Dunn worked for more than three decades as a psychology professor at Florida International University (FIU), where he chaired the department before retiring in 2006. Born in 1940 in DeLand, central Florida, into a family of farmworkers, Dunn served in the Navy for seven years, is the author of several books on African American history in Florida, and has devoted much of his career to recovering stories of racial violence and segregation that have been left out of official history texts.
His book Black Miami in the Twentieth Century is considered a reference work on the history of Miami’s Black community. In 2020, after George Floyd’s death in Minneapolis, he founded the Miami Center for Racial Justice, an organization focused on preserving historical memory. He has also been one of the most visible figures opposing restrictions on teaching racial history in Florida pushed by Governor DeSantis, which has even led to the banning of certain books.
Dunn distributes those banned books and offers conversations about African American history under a tree on FIU’s southwest Miami campus.

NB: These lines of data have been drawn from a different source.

Issue #410, opened 2019-02-04
Add code samples for each API client to Pagination guide


vernondegoede:
We would like to show code samples showing how the pagination works for our various API clients to [the Pagination guides](https://github.com/mollie/api-documentation/blob/master/source/guides/pagination.rst).

To do:
- Add example on how to navigate between pages using API client for:
  - [ ]   Node.js (@firstred)
  - [x]   PHP (@sandervanhooft)
  - [ ]   Python
  - [ ]   Ruby (@justincase)
- Remove pagination examples from code samples in API reference.

sandervanhooft:
@willemstuursma Will do!

sandervanhooft:
I've just PR'd the php v2 example, but it seems to be breaking the code block selector.

May be related to having multiple examples on one page with the same html ID tag (had that one before, not sure at what page/what the fix was).

Any help?

PR #421, opened 2019-02-21
Pagination php example

sandervanhooft:
#410

Code block selector fixed in #426 by @albert-carreras .

### DIFF
--- a/source/guides/pagination.rst
+++ b/source/guides/pagination.rst
@@ -70,11 +70,33 @@ Example of v2 pagination
 
 Request
 """""""
-.. code-block:: bash
-   :linenos:
+.. code-block-selector::
+   .. code-block:: bash
+      :linenos:
 
-   curl -X GET https://api.mollie.com/v2/payments \
-       -H "Authorization: Bearer test_dHar4XY7LxsDOtmnkVtjNVWXLSlXsM"
+      curl -X GET https://api.mollie.com/v2/payments \
+          -H "Authorization: Bearer test_dHar4XY7LxsDOtmnkVtjNVWXLSlXsM"
+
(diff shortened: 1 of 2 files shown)


sandervanhooft:
@albert-carreras 

This issue seems familiar to the one that you fixed here (enable profile method):

- https://github.com/mollie/api-documentation/commit/cea27849f3ec428a9a0d90270359d293b46c760c
- https://github.com/mollie/api-documentation/commit/43883d6bc0b1eb639b1934cef40c44de28341cfd

I have no idea how this build is being processed or how the code block selector works, but it seems `link`/`id` related.

Perhaps we could circumvent the issue by adding a prefix like @mvdpanne does [here](https://github.com/mollie/api-documentation/pull/422#issue-255316032):

```
* - .. param-name:: billingEmail
       :prefix: bankTransfer
```

source/guides/pagination.rst
```diff
@@ -70,11 +70,33 @@ Example of v2 pagination
```
albert-carreras: For the code-block-selector to work, the title needs to be consistent with the rest of examples.
Like this:

```
Example
-------

.. code-block-selector::
```

sandervanhooft: I understand, but what if we want to have a more distinguishable title? Is this possible?

V1 vs V2 is an important difference, should not be overlooked.

albert-carreras: Hmm I agree!

https://github.com/mollie/api-documentation/pull/426

vernondegoede:
@sandervanhooft I believe this one can be merged.

sandervanhooft:
@vernondegoede Reverted `package-lock.json`.

Issue #420, opened 2019-02-21
Add anchors on parameter level


sandervanhooft:
For the Cashier documentation I'm pointing to Mollie's API reference for some specific details.

In the case of "Read more about locale configuration options here", I'd like to point the developers directly to the `locale` parameter, instead of the Parameters heading (this page https://docs.mollie.com/reference/v2/payments-api/create-payment#parameters), since these parameter lists can be extensive.

Currently there are no anchors on this level.

**_So jump directly here:_**

<img width="604" alt="image" src="https://user-images.githubusercontent.com/7265703/53176648-d09dc580-35ee-11e9-9802-46e56c55e074.png">

**_Instead of here:_**

<img width="604" alt="image" src="https://user-images.githubusercontent.com/7265703/53176697-e8754980-35ee-11e9-84bd-cda316fd4dc9.png">

Is this possible? Would be really convenient!

willemstuursma:
@vernondegoede ? any ideas?

sandervanhooft:
The anchor could be something like `#parameters-locale`

vernondegoede:
I agree, this is annoying. Ran into this a couple of times myself. We should add a custom Sphinx directive which adds an `id` to a `div`, which would fix this.

@mvdpanne Any idea how much work this would be?

mvdpanne:
Put something together, seems to work.

I'll add a PR tomorrow.

vernondegoede:
@sandervanhooft You can now link them to https://docs.mollie.com/reference/v2/payments-api/create-payment#parameter-locale

sandervanhooft:
@mvdpanne @vernondegoede Awesome, thanks! 😎

PR #422, opened 2019-02-22
Add parameter anchor links

mvdpanne:
As requested in issue #420, this PR adds parameter-level anchor links. This is done by adding a new custom directive for the parameter name. It adds an id to the container in which the parameter name resides, and allows for specifying a prefix, such that parameters with identical names can still be referred to uniquely.

To put this into practice, instead of this:
```
* - ``amount``
```
We can now use this:
```
* - .. param-name:: amount
```
Which results in the `#parameter-amount` anchor tag to link to the amount parameter.

As mentioned, you can add a prefix to uniquely identify parameters that occur multiple times on the same page, such as `billingEmail`, like so:
```
* - .. param-name:: billingEmail
       :prefix: bankTransfer
```
Which results in the `#parameter-bankTransfer-billingEmail` anchor tag to link to the `billingEmail` parameter under the bank transfer section.

**Please note**:
- For now, I've only added the new syntax to three parameters. I'd like to get feedback on this, and if it's good to go, we can do a bulk search and replace to apply it everywhere. Prefixes will have to be added manually, I think.
- We will probably need to make some modifications on the front end to allow end users to easily copy this anchor link, just like for the headers on each page.

### DIFF
--- a/source/extensions/mollie/param_name_directive.py
+++ b/source/extensions/mollie/param_name_directive.py
@@ -1,0 +1,34 @@
+from docutils import nodes
+from docutils.parsers.rst import Directive, directives
+
+
+class ParamNameDirective(Directive):
+    has_content = False
+    optional_arguments = 1
+    final_argument_whitespace = True
+    option_spec = {
+        "prefix": directives.unchanged_required
+    }
+
+    def run(self):
+        param_name = self.arguments[0]
+        param_anchor_text = self.get_param_anchor_text(param_name)
+
+        container = nodes.container()
+        container["ids"].append(param_anchor_text)
+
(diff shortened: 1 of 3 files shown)


vernondegoede:
Super nice, thanks!

mvdpanne:
I suppose we'd want to do a bulk search and replace for this at some point?

Or do we want to wait for more demand before applying it everywhere? I'm not sure if @sandervanhooft meant to use it in one place only.

sandervanhooft:
A bulk search/replace would be best IMHO. 

I think it should be site-wide, but right now I only need a few parameter links. I can add them manually, but doing so (incl PRs etc) would make it very time consuming, especially in the long run.

PR #425, opened 2019-02-28
ONB-318 profile website validation

Smitsel:


source/reference/reseller-api/endpoints/profile-create.rst
```diff
@@ -52,7 +52,9 @@ parameters:
        .. type:: URL
           :required: true
 
-     - The url of the website profile
+     - The url of the website profile. The URL must be compliant to `RFC3986 <https://tools.ietf.org/html/rfc3986>`_
```
lvgunst: We also do not support URLs with a `@`. Should we add this?

Smitsel: Yes we should, thanks.

PR #428, opened 2019-03-08
Add missing failure reasons

JorikMollie:
Two credit card failure reasons were missing in the docs. Added them.


mvdpanne:
I already approved it, but I just saw this:
```
```possible_fraud```
```
Which should be:
```
``possible_fraud``
```

PR #432, opened 2019-03-14
Add new payment method Przelewy24 to the changelog.

shirshir:


Smitsel:
Guess we'll have to wait until the marketing page is there?
Don't want any links to a 404 i guess?

PR #445, opened 2019-04-19
APM-307 Explain how to integrate Apple Pay

willemstuursma:


source/wallets/applepay.rst
```diff
@@ -0,0 +1,65 @@
...
+without the ``method`` parameter, the Apple Pay button will be shown in the checkout during method selection:
+
+.. note :: add picture here
+
+Integrating in your own check out
+---------------------------------
+
+At the moment, only limited support for integrating Apple Pay in your own checkout is available.
+
+First, you must indicate to the :doc:`List Method API </reference/v2/methods-api/list-methods>` which wallets you
```
ndijkstra:
```suggestion
First, you must indicate to the :doc:`List Methods API </reference/v2/methods-api/list-methods>` which wallets you
```

source/wallets/applepay.rst
```diff
@@ -0,0 +1,65 @@
...
+<https://developer.apple.com/documentation/apple_pay_on_the_web/apple_pay_js_api/checking_for_apple_pay_availability>`_.
+
+.. code-block:: javascript
+   :linenos:
+
+   if (window.ApplePaySession && window.ApplePaySession.canMakePayments()) {
+     // Add ApplePay to the method selection in your checkout
+   }
+
+Finally, when the shopper selects Apple Pay from your method selection, you should use the Create Payment API to create
```
ndijkstra:
```suggestion
Finally, when the shopper selects Apple Pay from your method selection, you should use the Payments API to create
```

source/wallets/applepay.rst
```diff
@@ -0,0 +1,65 @@
...
+a payment with the ``method`` parameter set to ``applepay`` and redirect the shopper to the ``_links.checkout`` URL
+returned.
+
+When the shopper pays with Apple pay, a payment of the method ``creditcard`` will be created. We will then call your
```
ndijkstra:
```suggestion
When the shopper pays with Apple Pay, a payment with as method ``creditcard`` will be created. We will then call your
```

source/reference/v2/methods-api/list-methods.rst
```diff
@@ -93,6 +93,18 @@ Parameters
 
        Example: ``https://api.mollie.com/v2/methods?resource=orders&billingCountry=DE``
 
+   * - ``includeWallets``
+
+       .. type:: string
+          :required: false
+
+     - A comma separated list of the wallets you support in your checkout. Wallets often require custom code to check if
```
ndijkstra:
```suggestion
     - A comma-separated list of the wallets you support in your checkout. Wallets often require custom code to check if
```

willemstuursma:
@mattijsbliek can you set me up with a picture of how it looks like?

mattijsbliek:
@willemstuursma What part are you referring to exactly?

willemstuursma:
https://github.com/mollie/api-documentation/pull/445/files#diff-0f5b07bf3433a74c05445e183ad2df66R28 the Apple Pay button in the method selection screen

mattijsbliek:
Will look into it!

In the meantime I’ve added two examples, but I don’t think they’re super clear. Also, I’m wondering whether it wouldn’t be easier to just have a single example. Can you guys take a look and let me know what you think?

/cc @albert-carreras

mattijsbliek:
Just added a picture of a checkout screen with the Apple Pay button.

source/wallets/applepay.rst
```diff
@@ -0,0 +1,213 @@
...
+     <select class="js-select-method">
+       <option value="creditcard">Credit card</option>
+       <option value="ideal">iDEAL</option>
+       <option value="paypal">PayPal</option>
+       <option value="banktransfer">Bank transfer</option>
+     </select>
+   </form>
+
+   <!-- Only load this script if Apple Pay is enabled on your profile. See step 1 above. -->
+   <script src="/path/to/apple-pay.js"></script>
```
willemstuursma: It might help to move the JS into a `<script>` block here instead of two code blocks.

willemstuursma: The check is missing the validation from the Mollie API that Apple Pay is available.

mattijsbliek: Good suggestion, makes the example much clearer 👍 Also addressed the missing check.

source/wallets/applepay.rst
```diff
@@ -0,0 +1,213 @@
...
+   :linenos:
+
+   // apple-pay.js
+   const detectApplePay = () => {
+      if (!window.ApplePaySession || !ApplePaySession.canMakePayments()) {
+        // Apple Pay is not available
+        return;
+      }
+
+      ApplePaySession.canMakePaymentsWithActiveCard('merchant.dev.mollie').then(canMakePayments => {
```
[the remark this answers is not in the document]
mattijsbliek: Discussed this with Albert and rolling with `canMakePayments` only for now. We can always "upgrade" to `canMakePaymentsWithActiveCard` if we receive a lot of pushback from merchants.

The additional benefit of using `canMakePayments` is that it’s faster, so it will create more seamless experience for the consumer.

willemstuursma:
@mattijsbliek can you make the dynamic `<option>` elements be selected by default? Kinda also what Apple recommends.

mattijsbliek:
I actually opted against that, since we’re not checking `canMakePaymentsWithActiveCard`. I wouldn’t set it as the default unless we know for sure that the device can be used to pay with.

source/wallets/applepay.rst
```diff
@@ -0,0 +1,202 @@
...
+       <option value="paypal">PayPal</option>
+       <option value="banktransfer">Bank transfer</option>
+     </select>
+   </form>
+
+   <!-- 
+   Only load this script if Apple Pay is enabled on your Mollie profile. 
+   For example with PHP:
+
+   <?php if ($applePayEnabled) : ?>
```
albert-carreras: Using this check complicates things unnecessarily IMO.
It's also not really necessary, they can add it if they want to but they don't need to. 

We could add it as a recommendation, but I would leave it out and just leave the JS and HTML

source/wallets/applepay.rst
```diff
@@ -0,0 +1,202 @@
...
+     <body>
+       <form>
+         <!-- Other checkout fields like billing address etc. -->
+
+         <ul class="payment-methods">
+           <!-- 
+           Only show this method if Apple Pay is enabled on your Mollie profile. 
+           For example with PHP:
+
+           <?php if ($applePayEnabled) : ?>
```
albert-carreras: Same here... It's not needed.

source/wallets/applepay.rst
```diff
@@ -0,0 +1,202 @@
...
+           </li>
+           ...
+         </ul>
+       </form>
+
+       <!-- 
+       Only load this script if Apple Pay is enabled on your Mollie profile. 
+       For example with PHP:
+
+       <?php if ($applePayEnabled) : ?>
```
albert-carreras: Same here... It's not needed.

source/wallets/applepay.rst
mattijsbliek: But it is necessary right? If Apple Pay is disabled on their Mollie account for any reason, they should not load it.

PR #453, opened 2019-04-30
Add to the webhook guide that we call the webhook for canceling a refund

ndijkstra:


source/changelog/v2/changelog.rst
```diff
@@ -56,6 +56,11 @@ Monday, 25th
 
 - Updated the list of available profile :doc:`merchant category codes </reference/v2/profiles-api/create-profile>`
 
+Wednesday, 6th
```
willemstuursma: This seems to be in the wrong spot.

ndijkstra: This change is already live since February 6th

willemstuursma: Screen Shot 2019-04-30 at 14 53 10

I mean 6th is between 21st and 25th.

ndijkstra: Totally missed that 😅 should be ok now.

PR #454, opened 2019-05-08
APM-346 Add polish złoty to P24

willemstuursma:


source/changelog/v2/changelog.rst
```diff
@@ -6,6 +6,11 @@ changes are documented here.
 May 2019
 ==========
 
+TBD
+---
+
+- Polish złoty is now supported as a currency for the Przelewy24 payment method.
```
ndijkstra: I would add here also the currency code

PR #467, opened 2019-06-11
Get Payment: clarify settlement amount

JorikMollie:
Integrator was confused why the settlementAmount was missing for a payment. Clarified our API documentation.


willemstuursma:
@JorikMollie it is also omitted if the amount is unknown, for example if a payment is created without a method.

In Overtown, he also runs Roots in the City, an urban agriculture project to transform vacant lots into community gardens.
Dunn says that although there is “outrage and many people who believe those lands should never have been given away, there is also a lot of fear.” “There are people who privately tell me they agree with me, but they don’t want to be publicly associated with this lawsuit” for fear of reprisals.
“I have never been more lonely in my life,” he admits. “I have friends in academia that I’ve known for 30 years who will not return a phone call. Not out of any animosity to me. They don’t wanna be associated with anything that brings a shadow to them because of what I’m doing. There are folks who, in my opinion, should be standing up, should be joining this effort publicly, but who say to me privately, ‘We’re with you, but no, I’m not gonna join your lawsuit. Too risky. These folks are thugs, but good luck.’ I’m not trying to sound like a hero or anything, but verbal support only goes so far.”